PR #509, opened 2018-09-30
update driver station for 2019

ariovistus:


wpilib/tests/test_driverstation.py
```diff
@@ -109,8 +109,6 @@ def test_getStickAxis_limits(dsmock, halmock):
         dsmock.getStickAxis(-1, 1)
     with pytest.raises(IndexError):
         dsmock.getStickAxis(dsmock.kJoystickPorts, 1)
-    with pytest.raises(IndexError):
-        dsmock.getStickAxis(0, -1)
```
ariovistus: not sure why upstream removed the check

wpilib/wpilib/driverstation.py
```diff
@@ -118,6 +118,7 @@ def __init__(self):
         if not hasattr(DriverStation, 'instance') or DriverStation.instance is not None:
             raise ValueError("Do not create DriverStation instances, use DriverStation.getInstance() instead")
 
+        hal.initialize(500, 0)
```
auscompgeek: Erm. If you're actually going to do this, you should also remove the corresponding call in the hal package itself. But I'm not sure we should do this.

wpilib/tests/test_driverstation.py
auscompgeek: Hm. We should ask whether that was intentional. I suspect not.

wpilib/wpilib/driverstation.py
virtuald: I would have to look closer, but I'm 98% sure we would not want to do this here. Probably best to comment it out and add a comment saying that we're intentionally leaving it out.

auscompgeek: Thad mentioned upstream added it here to help with unit testing, since Java doesn't really have an equivalent of ensuring some code gets executed on first import. Of course, we ensure the HAL is initialised whenever it's imported, so this shouldn't be a concern for us.

wpilib/tests/test_driverstation.py
virtuald: Upstream is incorrect, we should make ours correct.

virtuald:
Bug filed upstream at https://github.com/wpilibsuite/allwpilib/issues/1436

wpilib/tests/test_driverstation.py
```diff
@@ -125,8 +125,6 @@ def test_getStickPOV_limits(dsmock, halmock):
         dsmock.getStickPOV(-1, 1)
     with pytest.raises(IndexError):
         dsmock.getStickPOV(dsmock.kJoystickPorts, 1)
-    with pytest.raises(IndexError):
-        dsmock.getStickPOV(0, -1)
```
auscompgeek: Did you want to re-add this?

wpilib/tests/test_driverstation.py
```diff
@@ -109,10 +109,10 @@ def test_getStickAxis_limits(dsmock, halmock):
         dsmock.getStickAxis(-1, 1)
     with pytest.raises(IndexError):
         dsmock.getStickAxis(dsmock.kJoystickPorts, 1)
-    with pytest.raises(IndexError):
-        dsmock.getStickAxis(0, -1)
     with pytest.raises(IndexError):
         dsmock.getStickAxis(0, halmock.kMaxJoystickAxes)
+    with pytest.raises(IndexError):
+        dsmock.getStickAxis(0, -1)
```
auscompgeek: Not entirely sure why this call was moved.

wpilib/wpilib/driverstation.py
```diff
@@ -231,19 +323,22 @@ def getStickAxis(self, stick: int, axis: int) -> float:
 
         :returns: The value of the axis on the joystick.
         """
-        if axis < 0 or axis >= hal.kMaxJoystickAxes:
+        if 0 > axis or axis >= hal.kMaxJoystickAxes:
```
auscompgeek: I too love changing random conditions to Yoda comparisons.

wpilib/wpilib/driverstation.py
```diff
@@ -231,19 +323,22 @@ def getStickAxis(self, stick: int, axis: int) -> float:
...
 
         with self.cacheDataMutex:
             joystickAxes = self.joystickAxes[stick]
 
-            if axis >= joystickAxes.count:
-                self._reportJoystickUnpluggedWarning("Joystick axis %d on port %d not available, check if controller is plugged in\n" % (axis, stick))
-                return 0.0
+            axis_unavailable = axis >= joystickAxes.count
+
+            if not axis_unavailable:
```
auscompgeek: Seems redundant. This line is nowhere close to being long.

wpilib/wpilib/driverstation.py
```diff
@@ -254,18 +349,18 @@ def getStickPOV(self, stick: int, pov: int) -> int:
...
             joystickPOVs = self.joystickPOVs[stick]
+            pov_not_available = pov >= joystickPOVs.count
 
-            if pov >= joystickPOVs.count:
-                self._reportJoystickUnpluggedWarning("Joystick POV %d on port %d not available, check if controller is plugged in\n" % (pov, stick))
-                return -1
-            return joystickPOVs.povs[pov]
+        if pov_not_available:
+            self._reportJoystickUnpluggedWarning("Joystick POV %d on port %d not available, check if controller is plugged in\n" % (pov, stick))
+        return joystickPOVs.povs[pov]
```
auscompgeek: This seems to no longer return `-1` in the unavailable case. Is this intentional? I don't think this is what upstream does.

ariovistus: it is what upstream does

wpilib/wpilib/driverstation.py
```diff
@@ -388,12 +424,11 @@ def getJoystickIsXbox(self, stick: int) -> bool:
...
             raise IndexError("Joystick index is out of range, should be 0-%s" % self.kJoystickPorts)
 
-        with self.cacheDataMutex:
-            # TODO: Remove this when calling for descriptor on empty stick no longer crashes.
-            if 1 > self.joystickButtons[stick].count and 1 > len(self.joystickAxes[stick]):
-                self._reportJoystickUnpluggedWarning("WARNING: Joystick on port {} not avaliable, check if controller is "
-                                                     "plugged in.\n".format(stick))
-                return False
+        # TODO: Remove this when calling for descriptor on empty stick no longer crashes.
+        if 1 > self.joystickButtons[stick].count and 1 > len(self.joystickAxes[stick]):
```
virtuald: Neither of these checks are present upstream anymore. Presumably it doesn't crash anymore?

wpilib/wpilib/driverstation.py
virtuald: Yeah, it's not necessary here.

PR #511, opened 2018-09-30
update iterativerobot for 2019

ariovistus:


wpilib/wpilib/watchdog.py
```diff
@@ -0,0 +1,83 @@
+# validated: 2018-09-30 EN a818c7fd4741 edu/wpi/first/wpilibj/Watchdog.java
+# ----------------------------------------------------------------------------
+# Copyright (c) 2018 FIRST. All Rights Reserved.
+# Open Source Software - may be modified and shared by FRC teams. The code
+# must be accompanied by the FIRST BSD license file in the root directory of
+# the project.
+# ----------------------------------------------------------------------------
+
+import wpilib
```
auscompgeek: Erm.

wpilib/wpilib/watchdog.py
```diff
@@ -0,0 +1,83 @@
...
+        self.epochs.clear()
+        self.notifier.startPeriodic(self.timeout)
+
+    def disable(self):
+        """Disable the watchdog."""
+        self.notifier.stop()
+
+    def timeoutFunc(self):
+        if not self._isExpired:
+            print ("Watchdog not fed after %ss" % (m_timeout,))
```
auscompgeek: Don't call `print`, use the `logging` module instead.
```python
logger = logging.getLogger(__name__)

logger.info("blah %s", "asdf")
```

wpilib/wpilib/watchdog.py
```diff
@@ -0,0 +1,83 @@
...
+        return self._isExpired
+
+    def addEpoch(self, epochName):
+        """Adds time since last epoch to the list printed by printEpochs().
+
+        :param epochName: The name to associate with the epoch.
+        """
+        currentTime = Timer.getFPGATimestamp()
+        self.epochs[epochName] = currentTime - self.startTime
+        self.startTime = currentTime;
```
auscompgeek: semicolon?

wpilib/wpilib/watchdog.py
```diff
@@ -0,0 +1,83 @@
...
+
+class Watchdog:
+    """A class that's a wrapper around a watchdog timer.
+
+    When the timer expires, a message is printed to the console and an optional user-provided
+    callback is invoked.
+
+    The watchdog is initialized disabled, so the user needs to call enable() before use.
+
+    """
```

Task goal: Each record is to be repeated word for word, with none skipped.

Result of the task:
PR #509, opened 2018-09-30
update driver station for 2019

ariovistus:


wpilib/tests/test_driverstation.py
```diff
@@ -109,8 +109,6 @@ def test_getStickAxis_limits(dsmock, halmock):
         dsmock.getStickAxis(-1, 1)
     with pytest.raises(IndexError):
         dsmock.getStickAxis(dsmock.kJoystickPorts, 1)
-    with pytest.raises(IndexError):
-        dsmock.getStickAxis(0, -1)
```
ariovistus: not sure why upstream removed the check

wpilib/wpilib/driverstation.py
```diff
@@ -118,6 +118,7 @@ def __init__(self):
         if not hasattr(DriverStation, 'instance') or DriverStation.instance is not None:
             raise ValueError("Do not create DriverStation instances, use DriverStation.getInstance() instead")
 
+        hal.initialize(500, 0)
```
auscompgeek: Erm. If you're actually going to do this, you should also remove the corresponding call in the hal package itself. But I'm not sure we should do this.

wpilib/tests/test_driverstation.py
auscompgeek: Hm. We should ask whether that was intentional. I suspect not.

wpilib/wpilib/driverstation.py
virtuald: I would have to look closer, but I'm 98% sure we would not want to do this here. Probably best to comment it out and add a comment saying that we're intentionally leaving it out.

auscompgeek: Thad mentioned upstream added it here to help with unit testing, since Java doesn't really have an equivalent of ensuring some code gets executed on first import. Of course, we ensure the HAL is initialised whenever it's imported, so this shouldn't be a concern for us.

wpilib/tests/test_driverstation.py
virtuald: Upstream is incorrect, we should make ours correct.

virtuald:
Bug filed upstream at https://github.com/wpilibsuite/allwpilib/issues/1436

wpilib/tests/test_driverstation.py
```diff
@@ -125,8 +125,6 @@ def test_getStickPOV_limits(dsmock, halmock):
         dsmock.getStickPOV(-1, 1)
     with pytest.raises(IndexError):
         dsmock.getStickPOV(dsmock.kJoystickPorts, 1)
-    with pytest.raises(IndexError):
-        dsmock.getStickPOV(0, -1)
```
auscompgeek: Did you want to re-add this?

wpilib/tests/test_driverstation.py
```diff
@@ -109,10 +109,10 @@ def test_getStickAxis_limits(dsmock, halmock):
         dsmock.getStickAxis(-1, 1)
     with pytest.raises(IndexError):
         dsmock.getStickAxis(dsmock.kJoystickPorts, 1)
-    with pytest.raises(IndexError):
-        dsmock.getStickAxis(0, -1)
     with pytest.raises(IndexError):
         dsmock.getStickAxis(0, halmock.kMaxJoystickAxes)
+    with pytest.raises(IndexError):
+        dsmock.getStickAxis(0, -1)
```
auscompgeek: Not entirely sure why this call was moved.

wpilib/wpilib/driverstation.py
```diff
@@ -231,19 +323,22 @@ def getStickAxis(self, stick: int, axis: int) -> float:
 
         :returns: The value of the axis on the joystick.
         """
-        if axis < 0 or axis >= hal.kMaxJoystickAxes:
+        if 0 > axis or axis >= hal.kMaxJoystickAxes:
```
auscompgeek: I too love changing random conditions to Yoda comparisons.

wpilib/wpilib/driverstation.py
```diff
@@ -231,19 +323,22 @@ def getStickAxis(self, stick: int, axis: int) -> float:
...
 
         with self.cacheDataMutex:
             joystickAxes = self.joystickAxes[stick]
 
-            if axis >= joystickAxes.count:
-                self._reportJoystickUnpluggedWarning("Joystick axis %d on port %d not available, check if controller is plugged in\n" % (axis, stick))
-                return 0.0
+            axis_unavailable = axis >= joystickAxes.count
+
+            if not axis_unavailable:
```
auscompgeek: Seems redundant. This line is nowhere close to being long.

wpilib/wpilib/driverstation.py
```diff
@@ -254,18 +349,18 @@ def getStickPOV(self, stick: int, pov: int) -> int:
...
             joystickPOVs = self.joystickPOVs[stick]
+            pov_not_available = pov >= joystickPOVs.count
 
-            if pov >= joystickPOVs.count:
-                self._reportJoystickUnpluggedWarning("Joystick POV %d on port %d not available, check if controller is plugged in\n" % (pov, stick))
-                return -1
-            return joystickPOVs.povs[pov]
+        if pov_not_available:
+            self._reportJoystickUnpluggedWarning("Joystick POV %d on port %d not available, check if controller is plugged in\n" % (pov, stick))
+        return joystickPOVs.povs[pov]
```
auscompgeek: This seems to no longer return `-1` in the unavailable case. Is this intentional? I don't think this is what upstream does.

ariovistus: it is what upstream does

wpilib/wpilib/driverstation.py
```diff
@@ -388,12 +424,11 @@ def getJoystickIsXbox(self, stick: int) -> bool:
...
             raise IndexError("Joystick index is out of range, should be 0-%s" % self.kJoystickPorts)
 
-        with self.cacheDataMutex:
-            # TODO: Remove this when calling for descriptor on empty stick no longer crashes.
-            if 1 > self.joystickButtons[stick].count and 1 > len(self.joystickAxes[stick]):
-                self._reportJoystickUnpluggedWarning("WARNING: Joystick on port {} not avaliable, check if controller is "
-                                                     "plugged in.\n".format(stick))
-                return False
+        # TODO: Remove this when calling for descriptor on empty stick no longer crashes.
+        if 1 > self.joystickButtons[stick].count and 1 > len(self.joystickAxes[stick]):
```
virtuald: Neither of these checks are present upstream anymore. Presumably it doesn't crash anymore?

wpilib/wpilib/driverstation.py
virtuald: Yeah, it's not necessary here.

PR #511, opened 2018-09-30
update iterativerobot for 2019

ariovistus:


wpilib/wpilib/watchdog.py
```diff
@@ -0,0 +1,83 @@
+# validated: 2018-09-30 EN a818c7fd4741 edu/wpi/first/wpilibj/Watchdog.java
+# ----------------------------------------------------------------------------
+# Copyright (c) 2018 FIRST. All Rights Reserved.
+# Open Source Software - may be modified and shared by FRC teams. The code
+# must be accompanied by the FIRST BSD license file in the root directory of
+# the project.
+# ----------------------------------------------------------------------------
+
+import wpilib
```
auscompgeek: Erm.

wpilib/wpilib/watchdog.py
```diff
@@ -0,0 +1,83 @@
...
+        self.epochs.clear()
+        self.notifier.startPeriodic(self.timeout)
+
+    def disable(self):
+        """Disable the watchdog."""
+        self.notifier.stop()
+
+    def timeoutFunc(self):
+        if not self._isExpired:
+            print ("Watchdog not fed after %ss" % (m_timeout,))
```
auscompgeek: Don't call `print`, use the `logging` module instead.
```python
logger = logging.getLogger(__name__)

logger.info("blah %s", "asdf")
```

wpilib/wpilib/watchdog.py
```diff
@@ -0,0 +1,83 @@
...
+        return self._isExpired
+
+    def addEpoch(self, epochName):
+        """Adds time since last epoch to the list printed by printEpochs().
+
+        :param epochName: The name to associate with the epoch.
+        """
+        currentTime = Timer.getFPGATimestamp()
+        self.epochs[epochName] = currentTime - self.startTime
+        self.startTime = currentTime;
```
auscompgeek: semicolon?

wpilib/wpilib/watchdog.py
```diff
@@ -0,0 +1,83 @@
...
+
+class Watchdog:
+    """A class that's a wrapper around a watchdog timer.
+
+    When the timer expires, a message is printed to the console and an optional user-provided
+    callback is invoked.
+
+    The watchdog is initialized disabled, so the user needs to call enable() before use.
+
+    """
```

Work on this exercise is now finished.